While some publishers are standing firm amidst this widespread debate, not all are dead set on maintaining the status quo.
Dr. Mehdi Khosrow-Pour, CEO and President of IGI Global, hosted a Neapolitan panel session at the 2018 Charleston Conference titled “Sustainable Open Access Approaches: Benefits for Researchers, Librarians, and Publishers.” During this session, Dr. Khosrow-Pour expanded on IGI Global’s newest initiative – InfoSci®-Journals’ Open Access Fee Waiver (Offset Model) Program.

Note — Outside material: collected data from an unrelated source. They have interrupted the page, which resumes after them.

PR #2750, opened 2026-07-02
perf: L9/L10 cache-build skip-ahead at nice length

### LINKED ISSUE #2740: perf: L9/L10 cache-build skip-ahead at nice length (match finding is ~70% of the optimal tiers)
## Evidence (perf, `compress-pareto`, xml, L9)

The L9 pipeline spends ~70% of its cycles building the candidate cache: `chainWalkAllFast` 50.7% + `lz77Greedy.countMatch` 18.1% + `buildCache` 3.2%. The DP itself is nearly free (`fillRegionFast` 2.3%, `scanCandsFast` 5.0%). L9 runs at 3.3 MB/s and L10 at 1.7 MB/s on silesia while libdeflate reaches the same L9 ratio (0.3146 vs our 0.3148) at 49 MB/s. The match *finder*, not the parser, is the entire tail problem.

## What libdeflate does (deflate_compress.c:3651-3754)

During near-optimal match collection, when a match of length >= `nice_len` is found at a position, it records that one match and then **skips the interior**: the following `match_len - 1` positions are inserted into the matchfinder (cheaply, no search: `bt_matchfinder_skip_byte`) but never searched, and nothing is cached for them. Long repeated regions cost one search instead of hundreds. Matches are also only cached up to `nice_len` per position (75/150/258 at levels 10/11/12).

## Plan

1. In `buildCache` (`Zip/Native/DeflateParse.lean`), when the deepest cached match at a position reaches a `nice` threshold (start at 258, then sweep lower), skip searching the interior positions: hash-insert only, cache nothing (the DP already handles positions with no cached candidates by taking a literal or a shorter step; verify the region DP still sees the long match's coverage, since choices are per-position).
2. The choice arrays are untrusted heuristics and the emitter re-verifies every match with `lz77Greedy.countMatch`, so this is ratio-risk only, zero correctness risk. Roundtrip proofs unchanged.
3. Sweep `nice` per tier (L9 vs L10) on the silesia geomean.

Synergies, not dependencies: the wide `countMatch` issue speeds up the searches that remain; the dual hash4+hash3 issue reduces false candidates per chain probe. All three compose on the L9/L10 tail.

## Validation

`perf-pr-graphs` before/after; expect L9/L10 to move up (target: several x on match-heavy members like nci and xml) with geomean ratio change well under 0.5%.

🤖 Prepared with Claude Code

kim-em:
This PR adds libdeflate's nice-length skip-ahead to the near-optimal parser's candidate-cache build (closes #2740): once the deepest match the chain walk finds at a position reaches a per-tier threshold, the match interior — the next `bestLen - 1` positions, clamped to the region end — is only hash-inserted into the chains (`insertChainRange`), never searched or cached, and the search resumes past it. A long repeated region then costs one chain walk instead of one per byte, and the match finder was ~70% of the L9/L10 cost.

The chain walk already threads its running best match length, so it now returns that as a third tuple component (`chainWalkAll`/`chainWalkAllFast`/`chainWalkAllGuarded` return `Array Nat × Array Nat × Nat`) and the skip decision costs nothing beyond the walk itself — no per-position rescan of the cache slots, which would otherwise tax every position and lose the win on inputs with few long matches (measured: rescanning turned a small win into a net slowdown on binary corpora).

The thresholds are swept per tier, since the L9-fast matcher is shallower (`fastChainDepth = 64`, single round) and gains less from skipping while costing proportionally more ratio: `optNiceSkip = 64` for the L10 exact DP, `fastNiceSkip = 128` for L9-fast. On the Silesia geomean, L10 gains ~2.5x on xml and ~1.8x on nci for +0.3% geomean ratio; L9 gains ~1.5x on xml for +0.45% geomean, both neutral on low-match text/binary members.

The choice arrays stay untrusted heuristics that `optimalEmit` re-verifies with `countMatch` (falling back to a literal), and the `ValidDecomp`/encodability proofs quantify over arbitrary choice arrays, so this is ratio-risk only with zero correctness risk — the roundtrip proofs are unchanged. A second opinion (Codex) confirmed the chain-insertion, DP-validity, termination, and best-length-threading all hold.

🤖 Prepared with Claude Code

### DIFF
--- a/Zip/Native/DeflateParse.lean
+++ b/Zip/Native/DeflateParse.lean
@@ -37,6 +37,30 @@ def optNiceLen : Nat := 258
     ratio from candidate *choice* than raw depth buys. Pure ratio/speed knob. -/
 def optChainDepth : Nat := 256
 
+/-- Skip-ahead threshold for `buildCache` (#2740, libdeflate's
+    `nice_len` skip): once the deepest candidate recorded at a position
+    reaches this length, the match interior — the next `bestLen - 1`
+    positions — is only hash-inserted into the chains, never searched or
+    cached. A long repeated region then costs one chain walk instead of one
+    per byte (the match finder is ~70% of the L9/L10 cost). The DP still sees
+    the long match at its start position, so it can take it and jump the
+    interior; interior positions with no cached candidate fall back to a
+    literal or a shorter step. Pure ratio/speed knob — the emitter re-verifies
+    every match, so this is ratio-risk only.
+
+    Level 10 (exact DP). Swept on the Silesia geomean: `64` sits at the knee —
+    ~2.5× on xml, ~1.8× on nci for +0.3% geomean ratio; dropping to 48 falls off
+    a cliff (nci +5.3%) as length-48–64 matches start being skipped. -/
+def optNiceSkip : Nat := 64
+
+/-- `optNiceSkip` for the L9-fast tier (`computeChoicesFast`). Separate from
+    the level-10 value so each tier's speed/ratio balance can be swept
+    independently. The L9 matcher is shallower (`fastChainDepth = 64`, single
+    round), so skipping saves less and costs proportionally more ratio; `128`
+    keeps the Silesia geomean under budget (~+0.45%) while still buying ~1.5× on
+    xml. Pure ratio/speed knob. -/
+def fastNiceSkip : Nat := 128
+
 /-- DP region size in bytes. The cost/cache arrays live per region (memory
     cap); cost continuity across the region end is approximated by a baseline
     tail estimate, and matches may extend past the region end, so the region
@@ -72,9 +96,9 @@ arrays or pairs (boxing). -/
     distance), given that the DP also evaluates truncated lengths. -/
 def chainWalkAll (data : ByteArray) (prev : Array Nat) (pos maxLen : Nat)
     (hpm : pos + maxLen ≤ data.size) (cand fuel bestLen k slotBase : Nat)
-    (lens dists : Array Nat) : Array Nat × Array Nat :=
-  if fuel = 0 then (lens, dists)
-  else if optCacheSlots ≤ k then (lens, dists)
+    (lens dists : Array Nat) : Array Nat × Array Nat × Nat :=
+  if fuel = 0 then (lens, dists, bestLen)
+  else if optCacheSlots ≤ k then (lens, dists, bestLen)
   else if hc : cand < pos ∧ pos - cand ≤ 32768 then
     have hcand : cand + maxLen ≤ data.size := by omega
     -- Prefilter (#2622): mirror of `chainWalkAllFast` — skip the compare when the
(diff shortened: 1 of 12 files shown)


kim-em:
## Before/after `compress_mbps` (machine `chungus`) — final, rebased onto current master

> **Two rounds of the #2751 stale-binary trap, now cleared.** My first graphs read untouched L1–8 at ~0.88× (I wrongly blamed machine load); the real cause was a stale `.lake` (bare-shell `lake build` then `lake -R` under nix-shell) handicapping the AFTER binary. After rebasing onto current master (which had gained #2744 chain-walk early-out + #2746 word-at-a-time countMatch) a *second* stale binary briefly made an untouched level's **output** differ (xml L2). Both are resolved by `rm -rf .lake` + full rebuild; I now verify untouched-level **output** byte-for-byte (not just speed) before trusting any run. All numbers below are from clean-built, output-verified binaries, same-session, pinned via `bench/pin_core.sh`, at load ~1.3.

### Isolation check (output, deterministic)
Untouched levels use `deflateRawBase`; their compressed output is **byte-identical** before/after (e.g. xml/nci L2, L6 SAME), and only L9/L10 output changes. `max |Δratio|` = 0.0024 at silesia/xml L9 — the intended skip-ahead effect, nothing else.

### Paired speed — same core, correct binaries (1 MB slices)
| file | L9 (fast) | L10 (crown) |
|---|---|---|
| xml | **1.37×** | **2.28×** |
| nci | 1.09× | **1.73×** |
| dickens (low-match control) | 0.98× | 0.99× |

Consistent with the pre-rebase paired run (xml L10 2.31×) — the win survives #2746's faster countMatch: the word-at-a-time extension speeds the searches that remain, the skip removes the ones that do not.

### Full-corpus silesia geomean (clean before/after, same session)
| lvl | before | after | speedup |
|---|---|---|---|
| 1–8 (untouched) | — | — | 0.99–1.01× |
| 9 (fast) | 3.3 | 3.5 | **1.06×** |
| 10 (crown) | 1.7 | 2.1 | **1.20×** |

Geomean dilutes the per-file win (low-match members are neutral); match-heavy data carries it.

### Ratio cost (deterministic)
Silesia geomean ratio delta **L10 +0.30% / L9 +0.45%** (worst file xml: +0.8% L10 / +3.3% L9), within the <0.5% budget. Emitter re-verifies every match → ratio-only, zero correctness risk. Codex second opinion confirmed chain-insertion, DP-validity, termination, and best-length threading.

### Overlay (clean native before/after vs the field)
canterbury
silesia

Untouched L1–8 sit on top of the before curve; the **L10 crown (leftmost) is visibly above before** at the best ratio of the field except zopfli.

### Dashboard refresh — included
`bench/results/latest.json` + `bench/graphs/*.svg` refreshed via `bench/run.sh --native-only` on the quiet machine (meta commit = this branch). Besides the L9/L10 win, this brings the native L2–L7 rows current — they had drifted from the committed snapshot, whose meta predates #2744's chain-walk early-out ladder.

Under this program, libraries who subscribe to InfoSci®-Journals receive APC funding in an amount that equals their investment into the database. As an even trade-off, these funds can then be used to finance articles submitted under Open Access by faculty to any of InfoSci®-Journals’ 175+ hybrid OA publications.
Here’s an example from Dr. Khosrow-Pour’s presentation:
A library invests US$ 4,500 into IGI Global’s InfoSci®-Journals for a 2019 annual subscription.
IGI Global will create an OA fund equal to US$ 4,500 which will allow [the Open Access fees to be covered for three] articles (the current IGI Global APC fees for each article is US$ 1,500) [from] faculty of that institution for 2019 when their work is submitted and accepted into any of the 175 current hybrid journals in the InfoSci®-Journals collection.
Through this initiative, “Libraries will be able to maximize their investment in continuing resources, patrons will still be able to access the content they so desperately need to conduct their research, and faculty will enjoy the added benefit of having their OA article processing charges (APCs) covered while having their work published in credible, peer-reviewed journals.”
The Future of Open Access
IGI Global’s latest subscription model eloquently addresses the institutions’ demand for return on investment in a fair and transparent manner. And, thus far, the publisher has received “a tremendous amount of positive response,” Dr. Khosrow-Pour said. “We’re hoping that, perhaps, other publishers will follow suit.”
But will they? Only time will tell.
It does seem apparent, however, that if publishers do nothing to address institutional demands, scholars could, slowly but surely, invest their funds, resources, and knowledge elsewhere.